Which is going to be more impactful?

1) Don't mess with us or we will mess with you? or 2) If you mess with us,
we'll show up and improve life for your own population, where they will
clearly support kicking you out to let us in to help out.

The former is the conclusion you come to if you view all the best possible
outcome as the result of Pareto optimalities or the result of a Nash
equilibrium.

It's like "how to make friends and influence people" for nation states.

------
girvo
I'm a foreigner. And I'll be honest: I expect and assume the NSA (and any
other country) will be spying on my traffic if they have access to it. If we
assume (even though I disagree) that an NSA with capabilities like this is
needed, then targeting me as a foreigner is... Well, sort of the point.

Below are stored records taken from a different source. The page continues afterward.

PR #17203, opened 2026-01-16
Move tools/eslint-rules to packages/twenty-eslint-rules

FelixMalfait:
## Summary

Moves the custom ESLint rules from `tools/eslint-rules` to `packages/twenty-eslint-rules` for better organization within the monorepo packages structure.

## Changes

- Move `eslint-rules` from `tools/` to `packages/twenty-eslint-rules`
- Use `loadWorkspaceRules` from `@nx/eslint-plugin` to load custom rules
- Update all ESLint configs to use the `twenty/` rule prefix instead of `@nx/workspace-`
- Update `project.json`, `jest.config.mjs` with new paths
- Update `package.json` workspaces and `nx.json` cache inputs
- Update Dockerfile reference

## Technical Details

The custom ESLint rules are now loaded using Nx's `loadWorkspaceRules` utility which:
- Handles TypeScript transpilation automatically
- Allows loading workspace rules from any directory
- Provides a cleaner approach than the previous `@nx/workspace-` convention

## Testing

- Verified all 17 custom ESLint rules load correctly from the new location
- Verified linting works on dependent packages (twenty-front, twenty-server, etc.)


FelixMalfait:
Also the big change is that I had to upgrade NX

FelixMalfait:
Also removed I18FrontDecorator (now applied by default on all stories, less overhead for devs)

PR #17205, opened 2026-01-16
Implemented SSE update across main front components

lucasbordeau:
This PR implements SSE update events across the main components of the application : tables, boards, calendars, show pages.

There is still work to do on other event type and on making sure everything works fine, but this first implementation should be robust enough to start with.

Some problems encountered along the way : 
- Events are returning raw Postgres output, because they are not normalized by the GraphQL layer, so we ended up with amountMicros as string values, which the frontend does not like, so I implemented a small util in our `formatResult` generic pipeline to turn amountMicros to a number if it's a string value. We could implement other formatters for composite fields if we see problems with events.
-`action` property was missing in SSE events, which is required by the frontend to know what kind of event it is.

# QA

https://github.com/user-attachments/assets/393b45ac-59d2-48b0-855b-2ce9c4b8ae57

https://github.com/user-attachments/assets/cb214e7a-1595-4b85-bdb6-87630993d2e2


charlesBochet:
This looks awesome!

packages/twenty-front/src/modules/sse-db-event/hooks/useTriggerOptimisticEffectFromSseUpdateEvents.ts
```diff
@@ -0,0 +1,122 @@
...
+      objectRecordEvents: ObjectRecordEvent[];
+      objectMetadataItem: ObjectMetadataItem;
+    }) => {
+      const recordGqlFields = generateDepthRecordGqlFieldsFromObject({
+        objectMetadataItem,
+        objectMetadataItems,
+        depth: 1,
+      });
+
+      const updateEvents = objectRecordEvents.filter((objectRecordEvent) => {
```
charlesBochet, line 41: we should also treat creation and other cases in upcoming PRs

charlesBochet (approved):

mejih08-prog (approved):

Issue #16963, opened 2026-01-06
When an object is renamed, in relation picker, we still show old name


ijreilly:

AyeshaWaseemAhmad:
Hi @ijreilly, I would like to work on this issue.

ijreilly:
@AyeshaWaseemAhmad yes go ahead thank you! is the issue clear enough? i can provide more details

AyeshaWaseemAhmad:
@ijreilly It would be helpful if you could share more details. I tried reproducing this by updating the company name and then checking the people view, and the updated name was reflected correctly for me.

ijreilly:
<img width="910" height="356" alt="Image" src="https://github.com/user-attachments/assets/e169f657-1325-4eba-bf01-ce0f991d92b2" />

The issue is on morph relations. To reproduce you can create a relation between an object and two other objects (just tick more than one object when setting it). then it's in the relation picker that the issue occurs - see on my screenshot it says "Company" instead of "Listing". Maybe its because it is using the object's name instead of label.

araj00:
<img width="1398" height="589" alt="Image" src="https://github.com/user-attachments/assets/7b293b3f-cde5-406b-bc93-8015939841fe" />

@ijreilly I have one question, if we do change the standard object( not custom object) name then is it required to reflect that change in the app path or setting path. Because, right now, if we do change the standard object like person, company etc then in url, it stilll shows objectNamePlural. If it is necessary to reflect the changed name in path also then we need to change it from hardcoding those standard app path to dynamic handling in app and setting path. What is your thought on this?

PR #17209, opened 2026-01-16
fix: display current object name in morph relation picker after rename

AyeshaWaseemAhmad:
**Summary**

Issue #16963: When an object is renamed, the morph relation picker still shows the old name.

**Root cause**

The picker used searchRecord.objectNameSingular from the GraphQL search response, which can be stale after a rename.
The search record stores the object name at query time, not the current metadata.

**Solution**

- Updated SingleRecordPickerMenuItem:
- Added useObjectMetadataItems to access current object metadata.
- Look up the current object metadata by morphItem.objectMetadataId.
- Use labelSingular (or nameSingular as fallback) instead of searchRecord.objectNameSingular for display.
- Updated MultipleRecordPickerMenuItemContent:
- Use objectMetadataItem.labelSingular (already available as a prop) instead of searchRecord.objectNameSingular.


AyeshaWaseemAhmad:
@ijreilly Could you please review this to help fix the issue: https://github.com/twentyhq/twenty/issues/16963

packages/twenty-front/src/modules/settings/data-model/fields/forms/morph-relation/components/SettingsDataModelFieldRelationForm.tsx
```diff
@@ -62,17 +62,27 @@ export type SettingsDataModelFieldMorphRelationFormValues = z.infer<
...
   existingFieldMetadataId,
+  sourceObjectMetadataId,
   disabled = false,
 }: SettingsDataModelFieldRelationFormProps) => {
   const { t } = useLingui();
-  const { control } =
-    useFormContext<SettingsDataModelFieldMorphRelationFormValues>();
+  const { control, watch } = useFormContext();
+
+  const currentIds = watch('morphRelationObjectMetadataIds') as
```
ijreilly, line 78: didnt manage to use react hook form errors

ijreilly:
thanks @AyeshaWaseemAhmad for your contribution !

packages/twenty-server/src/engine/core-modules/search/dtos/search-record.dto.ts
```diff
@@ -16,6 +16,11 @@ export class SearchRecordDTO {
   @IsNotEmpty()
   objectNameSingular: string;
 
+  @Field(() => String)
```
ijreilly, line 19: @AyeshaWaseemAhmad I [removed](https://github.com/twentyhq/twenty/pull/17209/commits/d4da81b63204a08ab935748d1f636da8b82baece) your implementation on SingleRecordPickerMenuItem to avoid adding a dependency to objectMetadataItems state
Instead I think we should get the information from the search request.
To avoid breaking changes between FE and BE (that are not deployed in an exact simultaneity), I am adding the BE in this PR, and once we will have deployed it I will deploy the FE part (that adds objectLabelSingular to the query and uses it)

ijreilly:
Fixes https://github.com/twentyhq/core-team-issues/issues/2049

ijreilly (approved):
Thank you, i also added related fixes in your pr (not described in the original issue)

AyeshaWaseemAhmad:
@ijreilly Just to confirm, you’ve fixed two issues in this PR. I noticed you referred to another issue [here](https://github.com/twentyhq/twenty/pull/17209#issuecomment-3773024377), whereas I had worked on this [issue](https://github.com/twentyhq/twenty/issues/16963).

ijreilly:
@AyeshaWaseemAhmad Yes I know, and your fix works, thank you ! i just took the advantage of working on this pr (as i slightly updated your implementation as i explained in the comment on the file diff of this PR) to fix something else that is on the same surface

Where the issue arises is that so much traffic goes through the US, a choice
to use non US companies etc to avoid this becomes moot... So whenever I think
about this, I end up back at square one and see the need for end to end
encryption on everything. :(

Edit: I'm in a Five Eyes country too, just FYI. Also, anyone ever get the
feeling that the entire point of the internet is kind of... Incongruent with
national borders and laws that live within them? I'm not arguing for anarchy
or a new global order, truly I don't see a good way of reconciling the feeling
of "square peg round hole" I get when I think about this stuff.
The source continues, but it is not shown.